*** Opening INFORMATION PROVIDED ***

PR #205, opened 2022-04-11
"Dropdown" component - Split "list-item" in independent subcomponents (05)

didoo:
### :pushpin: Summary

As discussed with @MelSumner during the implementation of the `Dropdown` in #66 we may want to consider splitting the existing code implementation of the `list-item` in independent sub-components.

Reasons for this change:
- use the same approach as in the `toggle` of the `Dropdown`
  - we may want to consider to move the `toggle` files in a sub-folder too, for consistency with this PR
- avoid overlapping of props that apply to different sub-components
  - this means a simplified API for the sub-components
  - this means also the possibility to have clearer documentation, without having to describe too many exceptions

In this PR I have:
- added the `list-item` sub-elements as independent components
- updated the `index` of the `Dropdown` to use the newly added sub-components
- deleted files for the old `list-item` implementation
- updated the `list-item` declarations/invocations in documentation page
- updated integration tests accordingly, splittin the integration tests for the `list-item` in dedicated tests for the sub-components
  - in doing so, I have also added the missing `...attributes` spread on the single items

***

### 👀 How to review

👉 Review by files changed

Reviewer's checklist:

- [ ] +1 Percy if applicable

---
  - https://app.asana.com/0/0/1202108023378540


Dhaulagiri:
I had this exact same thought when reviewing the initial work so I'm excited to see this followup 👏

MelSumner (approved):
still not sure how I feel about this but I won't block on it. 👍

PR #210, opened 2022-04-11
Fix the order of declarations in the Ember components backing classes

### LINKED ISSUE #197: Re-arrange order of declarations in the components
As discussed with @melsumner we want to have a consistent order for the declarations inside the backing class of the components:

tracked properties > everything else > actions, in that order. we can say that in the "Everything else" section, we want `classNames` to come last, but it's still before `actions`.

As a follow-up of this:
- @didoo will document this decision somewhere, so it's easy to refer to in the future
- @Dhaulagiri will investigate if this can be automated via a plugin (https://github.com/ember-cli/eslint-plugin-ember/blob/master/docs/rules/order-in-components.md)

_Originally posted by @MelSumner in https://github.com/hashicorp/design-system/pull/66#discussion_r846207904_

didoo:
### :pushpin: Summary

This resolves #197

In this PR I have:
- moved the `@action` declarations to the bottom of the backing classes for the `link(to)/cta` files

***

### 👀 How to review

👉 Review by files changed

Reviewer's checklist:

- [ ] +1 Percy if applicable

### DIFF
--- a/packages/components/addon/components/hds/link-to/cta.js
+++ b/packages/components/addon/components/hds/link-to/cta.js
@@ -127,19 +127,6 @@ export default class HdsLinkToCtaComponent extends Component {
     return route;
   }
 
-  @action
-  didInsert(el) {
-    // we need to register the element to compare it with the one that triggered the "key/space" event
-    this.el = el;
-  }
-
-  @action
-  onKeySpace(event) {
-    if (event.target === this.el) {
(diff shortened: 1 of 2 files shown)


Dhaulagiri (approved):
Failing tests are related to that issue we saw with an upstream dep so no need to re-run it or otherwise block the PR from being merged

*** Closing INFORMATION PROVIDED ***

Please show every line of the entries above that contains the word "packages".

> SOLVED PROBLEM:
--- a/packages/components/addon/components/hds/link-to/cta.js
+++ b/packages/components/addon/components/hds/link-to/cta.js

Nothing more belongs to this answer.